На самом деле ничего загадочного во фразе тети Поли не было. По-украински она звучала: «Ты на мене був?», в переводе на русский: «Ты на мне бывал?» Мои родители, не пожелав мне объяснить перевод и смысл тети-Полиной приговорки, сами же и пострадали. Как-то к нам в гости пришел папин начальник с женой, их принимали по высшему разряду – мама налепила пельменей. Она была родом из Сибири, и лучше ее никто не делал пельменей в нашем дворе. Перед гостями я, конечно, выступила с кратким концертом – стихи Лермонтова и песня «По долинам и по взгорьям».
Папин начальник похвалил меня:
– Бойкая девочка!
Прозвучало невнятно, потому что он гонял во рту горячий пельмень, и мне показалось обидным столь краткое восхищение.
– А ты на мене буф? – огрызнулась я.
Пельмень выпал у начальника изо рта, его жена испуганно ахнула, мой отец закашлялся, мама покрылась красными пятнами, схватила меня за руку и потащила вон из комнаты, ругая неизвестно за что. Она потом говорила папе, что в воспитании детей нельзя оставлять белых пятен. Папа был полностью согласен: пробелы в моем воспитании уже не раз попортили ему кровь.
Тетя Поля мыла полы на лестничной клетке. Тогда никто понятия не имел об уборщицах подъездов, все убирали по очереди, по неделям. И попробуй кто-нибудь соринку в твое дежурство заметить! Тетя Поля презирала женщин, которые моют полы вприсядку, а тех, что пользуются шваброй, называла не иначе как лахудрами. Полы нужно мыть, согнувшись в поясе, положив кисти на тряпку, водить ими из стороны в сторону, волнообразными движениями собирая воду с грязью. Два раза мыть с большим количеством воды, потом вытирать насухо.
Подойдя к лестнице, я увидела колышущийся зад тети Поли. Она возила тряпкой и пела. Физическая работа почему-то всегда вызывала у тети Поли желание петь. Рассказывали, что она и тяжеленные вагонетки гоняет в шахте под репертуар Зыкиной.
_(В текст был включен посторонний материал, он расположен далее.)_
PR #195, opened 2023-05-03
chore: java sample login screen

mrehan27:

### Changes

- Login Screen UI Complete
- Dummy Settings Screen
- Random value generator class
- Theme fixes and updates


samples/java_layout/src/main/res/values/themes.xml
```diff
@@ -1,6 +1,6 @@
 <resources>
     <!-- Base application theme. -->
-    <style name="Theme.SampleApp" parent="Theme.MaterialComponents.DayNight.NoActionBar">
+    <style name="Theme.SampleApp.Base" parent="Theme.Material3.DayNight.NoActionBar">
```
Shahroz16, line 3: fancy 😮

samples/java_layout/src/main/java/io/customer/android/sample/java_layout/ui/login/LoginActivity.java
```diff
@@ -29,10 +34,8 @@ protected void setupContent() {
     }
 
     private void setupObservers() {
-        authViewModel.getUserLoggedInStateObservable().observe(this, isLoggedIn -> {
-        });
-        authViewModel.getUserDataObservable().observe(this, user -> {
-        });
+        // TODO: Fetch and set user agent here
+        binding.userAgentTextView.setText("User agent will be shown here");
```
levibostian, line 38: I am assuming this comment is suggesting that we refactor our SDKs to expose the user-agent to public so we can display it in our sample apps. 

If that assumption is true, then I have a suggestion because I am currently not a fan of that solution of directly using the user-agent. 

For the iOS sample apps, in the sample apps, I [display 3 pieces of information:](https://github.com/customerio/customerio-ios/blob/ffe002ec0c131ecd103d89613c87088d764cf13b/Apps/CocoaPods-FCM/src/View/Widget/EnvironmentText.swift#L7-L8) 
1. the SDK version
2. the sample app version number
3. the sample app build number 

To accomplish this, I did need refactor the iOS SDK to [expose the SDK version publicly. ](https://github.com/customerio/customerio-ios/pull/299). But, I find that as a feature that customers may want to use. Which is why I like the solution - we are adding a feature to the SDK that customers might use, but our sample apps will definitely use. User-agent is a hack, IMO.

mrehan27: This was just added as reminder so we don't ignore anything from original designs. I'm not sure about exact idea behind adding the user agent, but if it was just added to figure out version numbers, the information can help us achieve the goal. I'll discuss with the squad to see what have we done for other sample apps and will make updates accordingly.

PR #200, opened 2023-05-10
chore: java sample events tracking

mrehan27:

### Changes

- Random event tracking
- Custom event tracking
- Device attributes tracking
- Profile attributes tracking
- Activity labels for auto screen tracking
- Updates in random generator class


samples/java_layout/src/main/java/io/customer/android/sample/java_layout/ui/core/BaseFragment.java
```diff
@@ -0,0 +1,50 @@
...
+import androidx.lifecycle.ViewModelProvider;
+import androidx.viewbinding.ViewBinding;
+
+import io.customer.android.sample.java_layout.SampleApplication;
+import io.customer.android.sample.java_layout.di.ApplicationGraph;
+
+public abstract class BaseFragment<VB extends ViewBinding> extends Fragment {
+
+    protected VB binding;
+    protected ApplicationGraph applicationGraph;
```
levibostian, line 21: Do you believe that holding a strong reference to the dependency injection graph in a Fragment will increase the risk of a memory leak from occurring?

levibostian (approved):
Wow, Android app code has come a *long* way since Java. I forgot about so much of the design patterns that exist in this PR.

samples/java_layout/src/main/java/io/customer/android/sample/java_layout/ui/core/BaseFragment.java
mrehan27: Oh yeah, thanks for pointing out. Looking at [viewbinding docs](https://developer.android.com/topic/libraries/view-binding#fragments), we need to clear binding reference in `onDestroy`. I've [pushed the changes](https://github.com/customerio/customerio-android/pull/200/commits/289ea62f7051f5312c40636e4aba558ea117a66f) for it.

PR #201, opened 2023-05-11
chore: added settings screen and persistence of config

Shahroz16:


samples/kotlin_compose/src/main/java/io/customer/android/sample/kotlin_compose/MainApplication.kt
```diff
@@ -19,31 +15,35 @@ import kotlinx.coroutines.runBlocking
...
+            }
+            autoTrackDeviceAttributes(configuration.trackDeviceAttributes)
+            autoTrackScreenViews(configuration.trackScreen)
+
             addCustomerIOModule(ModuleMessagingInApp())
             addCustomerIOModule(ModuleMessagingPushFCM())
-            setLogLevel(CioLogLevel.DEBUG)
+
             build()
         }
```
levibostian, line 48: I like the idea of trying to make the sample apps source code helpful for customers to read and learn how to use our SDK in their app. 

The `configuration` object is an object that is unique to our sample apps and not relevant to customers. Therefore, I think that it would be ideal if the code that configures the SDK via the `configuration` object is abstracted away from this code block. 

Here is some code to explain the idea:

```kt
        // Initialize the Customer.io SDK
        CustomerIO.Builder(siteId: siteId, apiKey: apiKey, appContext: this).let { builder -> 
            // Configure the Customer.io SDK through the builder: 
			builder.setLogLevel(CioLogLevel.DEBUG) // For all of our sample apps, we prefer to set debug logs to make our internal testing easier. You may not need to do this.

            // This line of code is internal to Customer.io for testing purposes. Do not add this code to your app.
            configureSdkFromAppSettings(configuration, builder)

			// Finally, build the builder to finish initialization 
			builder.build()
        }
```

The idea is that we abstract away the `configuration` object modifications into a separate function `configureSdkFromAppSettings`. 

This code is similar to [what is in the FCM iOS sample app](https://github.com/customerio/customerio-ios/blob/a0224143b12b9bcdb1548965f35fbd38c8b6d61a/Apps/CocoaPods-FCM/src/AppDelegate.swift#L18-L24) and [the java sample app](https://github.com/customerio/customerio-android/blob/3aa5addd752a748eba53be61baae57e619d11540/samples/java_layout/src/main/java/io/customer/android/sample/java_layout/SampleApplication.java#L35-L52). 

For more details, you can see [a similar comment I left in java sample app](https://github.com/customerio/customerio-android/pull/198#discussion_r1188786852).

samples/kotlin_compose/src/main/java/io/customer/android/sample/kotlin_compose/ui/login/Login.kt
```diff
@@ -1,14 +1,184 @@
...
+    Column(
+        modifier = Modifier.padding(horizontal = 16.dp, vertical = 16.dp),
+        horizontalAlignment = Alignment.CenterHorizontally
+    ) {
+        OutlinedTextField(
+            value = name,
+            onValueChange = { newValue -> name = newValue },
+            label = { Text(stringResource(R.string.name)) },
+            modifier = Modifier.fillMaxWidth().padding(start = 0.dp, end = 0.dp),
+            isError = nameErrorState.isNotEmpty(),
```
levibostian, line 129: I think QA should be able to test what happens to the SDK if an empty string is used as an identifier in the SDK. Not because our SDK should handle that scenario, but simply allow QA the ability to test this scenario. 

Therefore, I think that textfields in the app should not error if the textfield is empty.

samples/kotlin_compose/src/main/java/io/customer/android/sample/kotlin_compose/ui/login/LoginViewModel.kt
```diff
@@ -1,5 +1,113 @@
...
+        }
+    }
+
+    private fun login(
+        email: String,
+        name: String,
+        isGuest: Boolean = false,
+        onLoginSuccess: () -> Unit
+    ) {
+        viewModelScope.launch(Dispatchers.IO) {
```
levibostian, line 71: Is this needed? Can we do everything on the main thread since our sample apps are not doing anything intensive?

samples/kotlin_compose/src/main/java/io/customer/android/sample/kotlin_compose/data/models/Configuration.kt
```diff
@@ -0,0 +1,20 @@
...
+    var apiKey: String
+) {
+    var trackUrl: String? = null
+
+    var backgroundQueueSecondsDelay: Double = BACKGROUND_QUEUE_SECONDS_DELAY
+    var backgroundQueueMinNumTasks: Int = BACKGROUND_QUEUE_MIN_NUMBER_OF_TASKS
+
+    var trackScreen: Boolean = SHOULD_AUTO_RECORD_SCREEN_VIEWS
+    var trackDeviceAttributes: Boolean = AUTO_TRACK_DEVICE_ATTRIBUTES
+    var debugMode: Boolean = false
```
levibostian, line 19:
```suggestion
    var trackUrl: String? = null

    var backgroundQueueSecondsDelay: Double? 
    var backgroundQueueMinNumTasks: Int? 

    var trackScreen: Boolean?
    var trackDeviceAttributes: Boolean?
    var debugMode: Boolean?
```

I am assuming that the code `var backgroundQueueSecondsDelay: Double = BACKGROUND_QUEUE_SECONDS_DELAY` is giving a default CIO SDK config value in the app? Which means that the sample app is providing a default value that overrides the default value that is provided by the CIO SDK? 

If this assumption is true, I suggest that the sample app does not provide it's own set of default values. The sample app either configures the CIO SDK with a value that has been set in the settings screen (so the user of the app decided to override the SDK configuration) or the CIO SDK default value is used. 

From this suggestion, I would expect all of the `Configuration` values in this data class to be optional unless the user goes into the settings screen and changes something.

Shahroz16: >I am assuming that the code var backgroundQueueSecondsDelay: Double = BACKGROUND_QUEUE_SECONDS_DELAY is giving a default CIO SDK config value in the app? Which means that the sample app is providing a default value that overrides the default value that is provided by the CIO SDK?

We are referencing the same default values that the CIO SDK is using, hence we are not overriding it but using the same values. if the CIO SDK defaults change so would the app's default. And once user change the apps, app would then used the persisted ones.

samples/kotlin_compose/src/main/java/io/customer/android/sample/kotlin_compose/di/RepositoryModule.kt
```diff
@@ -1,21 +1,27 @@
...
+import dagger.hilt.components.SingletonComponent
 import io.customer.android.sample.kotlin_compose.data.persistance.UserDao
+import io.customer.android.sample.kotlin_compose.data.repositories.PreferenceRepository
+import io.customer.android.sample.kotlin_compose.data.repositories.PreferenceRepositoryImp
 import io.customer.android.sample.kotlin_compose.data.repositories.UserRepository
 import io.customer.android.sample.kotlin_compose.data.repositories.UserRepositoryImpl
 
 @Module
-@InstallIn(ViewModelComponent::class)
+@InstallIn(SingletonComponent::class)
```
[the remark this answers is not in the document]
Shahroz16: We want to use the values in `Application` launch. The alternative would be to have another class that just accesses `datastore` and only expose that. 

But the additional work is not needed for the sample apps.

samples/kotlin_compose/src/main/java/io/customer/android/sample/kotlin_compose/ui/login/LoginViewModel.kt
Shahroz16:
```
userRepository.login(email = email, name = name, isGuest = isGuest)
```

We are inserting things in DB and even though data isn't much i don't feel comfortable inserting stuff in DB in main thread

samples/kotlin_compose/src/main/java/io/customer/android/sample/kotlin_compose/ui/login/Login.kt
Shahroz16: I don't particularly agree, it just unnecessarily breaks the user flow. If QA asks for this scenario we can create one for them. But we can't just guess and add it ourselves. 

I think others sample apps are doing the same except the FCM-COCOPODS one.

samples/kotlin_compose/src/main/java/io/customer/android/sample/kotlin_compose/MainApplication.kt
Shahroz16: Let me see what can be done about this.

samples/kotlin_compose/src/main/java/io/customer/android/sample/kotlin_compose/ui/settings/Settings.kt
```diff
@@ -1,9 +1,305 @@
...
+
+    Column(verticalArrangement = Arrangement.spacedBy(4.dp), modifier = Modifier.fillMaxWidth()) {
+        OutlinedTextField(
+            modifier = Modifier.fillMaxWidth(),
+            value = secondsDelays.toString(),
+            onValueChange = {
+                if (it.isNotEmpty()) {
+                    secondsDelays = it.toDouble()
+                    onBackgroundQueueSecondsDelayChange(it.toDouble())
+                }
```
mrehan27, line 206: Shouldn't we use default value if it is empty? e.g.

1. Change the value to `10`
2. Save settings
3. Go to settings screen again
4. Remove the value completely
5. Save settings

Will the value saved be `10` (last saved) or `30` (default value) in this case? 🤓

samples/kotlin_compose/src/main/java/io/customer/android/sample/kotlin_compose/MainApplication.kt
```diff
@@ -19,31 +15,35 @@ import kotlinx.coroutines.runBlocking
...
-                listOf(
-                    data[TRACK_API_URL_KEY],
-                    data[SITE_ID],
-                    data[API_KEY]
-                )
-            } catch (e: Exception) {
-                listOf(null, BuildConfig.SITE_ID, BuildConfig.API_KEY)
-            }
+        val configuration = runBlocking {
+            preferences.getConfiguration().first()
```
mrehan27, line 23: Does it guarantee it will return some value? With fresh install as well? 🤔

samples/kotlin_compose/src/main/java/io/customer/android/sample/kotlin_compose/MainApplication.kt
mrehan27: In case it helps, I have moved all SDK calls to a repository [like this](https://github.com/customerio/customerio-android/pull/203/files#diff-d69d87bddf0123142bdd66da3e46acad1ded0fa900f1877c5617d23bfca5276b) in Java sample.

mrehan27 (approved):

samples/kotlin_compose/src/main/java/io/customer/android/sample/kotlin_compose/MainApplication.kt
Shahroz16: Yes it initializes it with `defaults`

samples/kotlin_compose/src/main/java/io/customer/android/sample/kotlin_compose/ui/settings/Settings.kt
Shahroz16: It makes it 0 if you remove it, so when you save it its saved as 0.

Тетя Поля развернулась, чтобы опустить тряпку в ведро, которое стояло на две ступеньки ниже. И тут увидела меня. То есть не меня, а плывущую вверх параллельно ступенькам голую одноглазую женщину, наполовину лысую. Тетя Поля взвыла, точнее, заскулила – истошно и одновременно беспомощно. В следующий момент тетя Поля плюхнулась на мокрую тряпку, поехала вниз, пересчитывая своим нехрупким чемоданным задом ступеньки. При этом она верещала тонко и жалобно. Я успела отскочить к перилам и пропустить мимо мчащийся сель из воды и тети Поли с задранной юбкой, под которой колыхались толстые бедра, обтянутые сиреневыми панталонами. С рекордной скоростью взлетая по ступенькам, я успела удивиться: как можно по доброй воле носить летом панталоны?